Records drawn from a dataset -

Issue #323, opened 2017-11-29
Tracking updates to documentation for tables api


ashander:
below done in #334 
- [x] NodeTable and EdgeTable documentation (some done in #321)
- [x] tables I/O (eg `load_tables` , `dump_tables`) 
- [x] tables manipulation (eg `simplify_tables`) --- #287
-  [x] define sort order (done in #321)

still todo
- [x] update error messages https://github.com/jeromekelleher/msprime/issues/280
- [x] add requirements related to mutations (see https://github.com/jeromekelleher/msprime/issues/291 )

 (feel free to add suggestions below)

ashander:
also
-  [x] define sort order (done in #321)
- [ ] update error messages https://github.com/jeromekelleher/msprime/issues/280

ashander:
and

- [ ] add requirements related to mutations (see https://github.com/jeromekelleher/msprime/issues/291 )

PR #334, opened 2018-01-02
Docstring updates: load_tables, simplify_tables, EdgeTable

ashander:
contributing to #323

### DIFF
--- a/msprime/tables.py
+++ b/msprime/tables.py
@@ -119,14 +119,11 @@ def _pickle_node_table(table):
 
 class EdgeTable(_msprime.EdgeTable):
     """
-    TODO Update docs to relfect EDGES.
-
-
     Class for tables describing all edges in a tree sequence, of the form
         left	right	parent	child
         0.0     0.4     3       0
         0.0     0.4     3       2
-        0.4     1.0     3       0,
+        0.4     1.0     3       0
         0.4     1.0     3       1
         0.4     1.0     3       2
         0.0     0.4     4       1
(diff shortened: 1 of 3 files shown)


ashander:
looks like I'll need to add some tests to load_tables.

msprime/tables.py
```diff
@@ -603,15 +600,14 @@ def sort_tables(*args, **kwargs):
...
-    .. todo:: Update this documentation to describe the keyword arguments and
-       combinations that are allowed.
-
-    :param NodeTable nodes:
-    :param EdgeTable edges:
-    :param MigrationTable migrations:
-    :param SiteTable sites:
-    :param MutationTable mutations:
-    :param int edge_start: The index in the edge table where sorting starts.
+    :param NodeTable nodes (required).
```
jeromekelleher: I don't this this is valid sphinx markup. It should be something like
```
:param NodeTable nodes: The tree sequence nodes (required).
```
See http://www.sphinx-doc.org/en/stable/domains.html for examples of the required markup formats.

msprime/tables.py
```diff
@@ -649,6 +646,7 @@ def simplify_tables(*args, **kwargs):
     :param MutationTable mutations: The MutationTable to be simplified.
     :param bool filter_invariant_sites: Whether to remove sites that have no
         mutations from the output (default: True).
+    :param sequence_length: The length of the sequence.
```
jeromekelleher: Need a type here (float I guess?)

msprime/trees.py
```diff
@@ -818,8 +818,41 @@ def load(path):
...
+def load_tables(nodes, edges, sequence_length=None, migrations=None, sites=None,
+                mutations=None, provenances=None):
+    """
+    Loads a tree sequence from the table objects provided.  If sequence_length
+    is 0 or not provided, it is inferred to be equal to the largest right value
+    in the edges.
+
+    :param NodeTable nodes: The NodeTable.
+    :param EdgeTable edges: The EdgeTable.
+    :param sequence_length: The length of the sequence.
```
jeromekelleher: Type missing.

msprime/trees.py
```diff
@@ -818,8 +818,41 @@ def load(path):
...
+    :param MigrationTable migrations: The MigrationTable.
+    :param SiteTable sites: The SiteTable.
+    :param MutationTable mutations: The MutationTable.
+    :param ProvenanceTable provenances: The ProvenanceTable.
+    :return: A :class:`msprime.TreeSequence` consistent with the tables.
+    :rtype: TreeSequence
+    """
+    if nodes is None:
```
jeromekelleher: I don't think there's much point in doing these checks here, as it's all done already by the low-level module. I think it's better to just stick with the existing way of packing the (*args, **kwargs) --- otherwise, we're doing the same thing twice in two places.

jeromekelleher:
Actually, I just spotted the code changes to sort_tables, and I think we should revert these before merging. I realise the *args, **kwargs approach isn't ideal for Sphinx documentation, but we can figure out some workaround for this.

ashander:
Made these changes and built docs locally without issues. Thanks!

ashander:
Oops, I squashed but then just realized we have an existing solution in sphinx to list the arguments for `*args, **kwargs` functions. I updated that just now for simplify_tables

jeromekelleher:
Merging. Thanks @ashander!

TASK TO CARRY OUT - Return all the data above, unaltered and complete.

EXERCISE SOLUTION -
Issue #323, opened 2017-11-29
Tracking updates to documentation for tables api


ashander:
below done in #334 
- [x] NodeTable and EdgeTable documentation (some done in #321)
- [x] tables I/O (eg `load_tables` , `dump_tables`) 
- [x] tables manipulation (eg `simplify_tables`) --- #287
-  [x] define sort order (done in #321)

still todo
- [x] update error messages https://github.com/jeromekelleher/msprime/issues/280
- [x] add requirements related to mutations (see https://github.com/jeromekelleher/msprime/issues/291 )

 (feel free to add suggestions below)

ashander:
also
-  [x] define sort order (done in #321)
- [ ] update error messages https://github.com/jeromekelleher/msprime/issues/280

ashander:
and

- [ ] add requirements related to mutations (see https://github.com/jeromekelleher/msprime/issues/291 )

PR #334, opened 2018-01-02
Docstring updates: load_tables, simplify_tables, EdgeTable

ashander:
contributing to #323

### DIFF
--- a/msprime/tables.py
+++ b/msprime/tables.py
@@ -119,14 +119,11 @@ def _pickle_node_table(table):
 
 class EdgeTable(_msprime.EdgeTable):
     """
-    TODO Update docs to relfect EDGES.
-
-
     Class for tables describing all edges in a tree sequence, of the form
         left	right	parent	child
         0.0     0.4     3       0
         0.0     0.4     3       2
-        0.4     1.0     3       0,
+        0.4     1.0     3       0
         0.4     1.0     3       1
         0.4     1.0     3       2
         0.0     0.4     4       1
(diff shortened: 1 of 3 files shown)


ashander:
looks like I'll need to add some tests to load_tables.

msprime/tables.py
```diff
@@ -603,15 +600,14 @@ def sort_tables(*args, **kwargs):
...
-    .. todo:: Update this documentation to describe the keyword arguments and
-       combinations that are allowed.
-
-    :param NodeTable nodes:
-    :param EdgeTable edges:
-    :param MigrationTable migrations:
-    :param SiteTable sites:
-    :param MutationTable mutations:
-    :param int edge_start: The index in the edge table where sorting starts.
+    :param NodeTable nodes (required).
```
jeromekelleher: I don't this this is valid sphinx markup. It should be something like
```
:param NodeTable nodes: The tree sequence nodes (required).
```
See http://www.sphinx-doc.org/en/stable/domains.html for examples of the required markup formats.

msprime/tables.py
```diff
@@ -649,6 +646,7 @@ def simplify_tables(*args, **kwargs):
     :param MutationTable mutations: The MutationTable to be simplified.
     :param bool filter_invariant_sites: Whether to remove sites that have no
         mutations from the output (default: True).
+    :param sequence_length: The length of the sequence.
```
jeromekelleher: Need a type here (float I guess?)

msprime/trees.py
```diff
@@ -818,8 +818,41 @@ def load(path):
...
+def load_tables(nodes, edges, sequence_length=None, migrations=None, sites=None,
+                mutations=None, provenances=None):
+    """
+    Loads a tree sequence from the table objects provided.  If sequence_length
+    is 0 or not provided, it is inferred to be equal to the largest right value
+    in the edges.
+
+    :param NodeTable nodes: The NodeTable.
+    :param EdgeTable edges: The EdgeTable.
+    :param sequence_length: The length of the sequence.
```
jeromekelleher: Type missing.

msprime/trees.py
```diff
@@ -818,8 +818,41 @@ def load(path):
...
+    :param MigrationTable migrations: The MigrationTable.
+    :param SiteTable sites: The SiteTable.
+    :param MutationTable mutations: The MutationTable.
+    :param ProvenanceTable provenances: The ProvenanceTable.
+    :return: A :class:`msprime.TreeSequence` consistent with the tables.
+    :rtype: TreeSequence
+    """
+    if nodes is None:
```
jeromekelleher: I don't think there's much point in doing these checks here, as it's all done already by the low-level module. I think it's better to just stick with the existing way of packing the (*args, **kwargs) --- otherwise, we're doing the same thing twice in two places.

jeromekelleher:
Actually, I just spotted the code changes to sort_tables, and I think we should revert these before merging. I realise the *args, **kwargs approach isn't ideal for Sphinx documentation, but we can figure out some workaround for this.

ashander:
Made these changes and built docs locally without issues. Thanks!

ashander:
Oops, I squashed but then just realized we have an existing solution in sphinx to list the arguments for `*args, **kwargs` functions. I updated that just now for simplify_tables

jeromekelleher:
Merging. Thanks @ashander!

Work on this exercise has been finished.